**Task requirements:** Look below for the line containing "ahead and merge."; from there, print each line exactly up to and including the line containing "I think the following", and stop.

☆ ☆ ☆ ☆

PR #603, opened 2015-04-08
improve behavior of testsuite on Windows octave

PeterPablo:
See https://github.com/matlab2tikz/matlab2tikz/pull/602 for discussion.

### DIFF
--- a/test/private/testMatlab2tikz.m
+++ b/test/private/testMatlab2tikz.m
@@ -73,10 +73,18 @@ function status = testMatlab2tikz(varargin)
   ipp = sanitizeInputs(ipp);
 
   % -----------------------------------------------------------------------
-  if strcmpi(env, 'Octave') && ~ipp.Results.figureVisible
-      % Use the gnuplot backend to work around an fltk bug, see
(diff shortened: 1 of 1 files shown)


PeterPablo:
@okomarov, could you please test this? If you agree, please go forward and merge. This change does not influence Travis, as it only matches Windows+Octave.

okomarov:
It improves things quite a bit! From 13 unmatching to 7. No effect on the 27 unreliable ones.

PeterPablo:
The other six match now? That is nice, considering this is such a minor change -- thanks to your investigation and `DIFF`ing.

okomarov:
Yes, 6 hashes match now. I reckon the remaining 7 do not match due to numerical differences.

PeterPablo:
Please go ahead and upload your output for one of the failing ones in the discussion of PR #604. Please choose a testcase with comparatively small output and once with the PR applied and once without.
PR #604 should solve numerical differences for numbers close to `eps`, though does NOT solve problems related to different figure dimensions (we need a separate solution).

PR #612, opened 2015-04-09
do not store hashTable as persistent

PeterPablo:
* oddly this results in a strong speedup of testsuite execution
* this eases the developers life, since now updated hashes in the file are always noticed
* `clear getReferenceHash` only worked in Matlab
* `clear functions` has unwanted side effects (`getEnvironment` could not be found anymore)

see https://github.com/matlab2tikz/matlab2tikz/commit/05520b8850b0e1a1a9d42f476d8ef5e06a7a04a6#commitcomment-10642865

### DIFF
--- a/test/private/execute_hash_stage.m
+++ b/test/private/execute_hash_stage.m
@@ -22,17 +22,9 @@ function [status] = execute_hash_stage(status, ipp)
 end
 % ==============================================================================
 function hash = getReferenceHash(status, ipp)
-    % retrieves a reference hash from a persistent hash table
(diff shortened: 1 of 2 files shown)


PeterPablo:
@egeerardyn: You seem to agree. Please go ahead and merge.

egeerardyn:
:+1: Only thing, I would add is that maybe you can add a bit of comments there that `persistent` is actually slower than just reading this, such that I'm not tempted to make the same mistake again :-)

PR #616, opened 2015-04-14
Change files root

### LINKED ISSUE #600: Clean up top-level files
I think at the moment we have a bit too many files in our file tree:

```
.
├── AUTHORS
├── COPYING
├── ChangeLog
├── Makefile
├── README.md
├── THANKS
├── logos/
├── src/
├── test/
└── version-0.6.0
```

I think the following should be done:

* [x] `Makefile` is used for releases, which are just a ZIP file from the latest master branch. I think the same can be done from within the [GitHub interface](https://github.com/matlab2tikz/matlab2tikz/releases/new).
* [x] I think `version-0.6.0` seems to be unused since #476, so it should disappear.
* [x] `THANKS` and `AUTHORS` should just be merged as `AUTHORS` and could probably use some updating. E.g. at https://github.com/django/django/blob/master/AUTHORS is an example of how this might look.
* [x] `ChangeLog` should be renamed to `CHANGELOG.md`
* [x] `COPYING` should be renamed to `LICENSE.md` and updated
* [x] Probably all those extra files should be written in MarkDown (and maybe even with the `.md` extension to signal this).

egeerardyn:
This fixes #600.


PeterPablo:
:+1: Looks good! Go ahead and merge, if you think it should go on. Travis is happy, since no code was changed.

egeerardyn:
I forgot to disable Travis for this PR, since it is indeed nonsensical in this case.

PeterPablo:
No problem. Better be safe than sorry.

PR #620, opened 2015-04-15
Error handler should just output message

### LINKED ISSUE #611: Warning: "unrecognized escape sequence"
I get this when running `testHeadless` in octave on windows. This spams the output tremendously. [Here](http://octave.1599824.n4.nabble.com/Oct-File-helo-world-sample-td4657087.html) an explanation for the cause is given and possible solutions.

We should identify the location that causes the warning and fix it.

egeerardyn:
There is no need in interpreting it in any environment, as there
should not be any escape sequences in there anyway.
This fixes #611.
There has been no formal testing, only visual since this happens within an error path and not within normal execution.

### DIFF
--- a/test/private/errorHandler.m
+++ b/test/private/errorHandler.m
@@ -33,15 +33,9 @@ end
 % ==============================================================================
 function disp_error_message(msg)
     stderr = 2;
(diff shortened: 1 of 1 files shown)


okomarov:
:+1:

PR #629, opened 2015-04-24
Added 'mesh/ordering=y varies' option in drawSurface

josombio:
When plotting a surface, both the mesh/rows and mesh/ordering have to be specified.
http://tex.stackexchange.com/questions/198639/how-can-i-import-matrix-data-2d-function-from-matlab-into-pgfplots

If not, in some cases the resulting surface is incorrect. See the following example:
pre_fix
And now with the fix
post_fix

### DIFF
--- a/src/matlab2tikz.m
+++ b/src/matlab2tikz.m
@@ -2234,6 +2234,9 @@ function [m2t,env] = drawSurface(m2t, handle)
     % data writing to one single sprintf() call.
     opts{end+1} = sprintf('mesh/rows=%d', numrows);
 
+    % Add mesh/ordering=y varies for specifying the ordering of the data
+    opts{end+1} = 'mesh/ordering=y varies';
+    
     opts = join(m2t, opts, ',\n');
     str = [str, sprintf(['\n\\addplot3[%%\n%s,\n', opts ,']'], plotType)];
 


PeterPablo:
@josombio, thank you very much for your contribution!

I  can see the improvement on the screenshot. Could you please supply us with some minimal matlab code, so we can reproduce the issue? Ideally we incorporate this in one of the unit tests. Probably in a short while Travis will fail on some test. This is then a good candidate to add the `stat.issue` field.

Did you check the testsuite for regressions?

PeterPablo:
One more thing -- could you please create the pull request against the `develop` branch? Thank you.

PeterPablo:
We certainly need to be cautious when applying this option. I manually added it to one of the plots I created with `m2t` and it was distorted afterwards. As such, it seems the current table creation is suited for `x varies`.
Did you encounter that issue while exporting with `m2t`?

egeerardyn:
I have the impression that both `x varies` and `y varies` will result in some plots that are going to be off. I.e. neither is inherently better than the other.

As such, I'd vote to keep the default value provided by pgfplots until we can determine programmatically which of both is appropriate. Unfortunately, this means we should not merge this code and that manual editing will still be needed in the meanwhile.

PeterPablo:
I also would not merge this submission, as long as we can make a clear distinction when this is necessary. Thus, @josombio please provide minimal Matlab code that results in a problematic plot, so we can further investigate the underlying issue.

egeerardyn:
**Conclusion:** @josombio We really appreciate your PR, but unfortunately I think it is unwise to forcefully set this setting. Let's continue the discussion in #635 to see whether we can come up with a smarter way to set these things.

PR #630, opened 2015-04-26
fix3Daxes

LJeub:
sets `plot box ratio` only for 3D plots and merges changes from develop

(see also PR #560)

I haven't had a chance to deal with the hashes yet. I haven't had to deal with that particular part of the code before, so it would take me a bit of time to get up to speed. Could anyone else check what needs to be done there?


egeerardyn:
I will have a look at this, somewhere tonight or tomorrow and merge in the changes and make sure the hashes are adapted.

☆ ☆ ☆ ☆

**Exercise solution:**
@egeerardyn: You seem to agree. Please go ahead and merge.

egeerardyn:
:+1: Only thing, I would add is that maybe you can add a bit of comments there that `persistent` is actually slower than just reading this, such that I'm not tempted to make the same mistake again :-)

PR #616, opened 2015-04-14
Change files root

### LINKED ISSUE #600: Clean up top-level files
I think at the moment we have a bit too many files in our file tree:

```
.
├── AUTHORS
├── COPYING
├── ChangeLog
├── Makefile
├── README.md
├── THANKS
├── logos/
├── src/
├── test/
└── version-0.6.0
```

I think the following should be done:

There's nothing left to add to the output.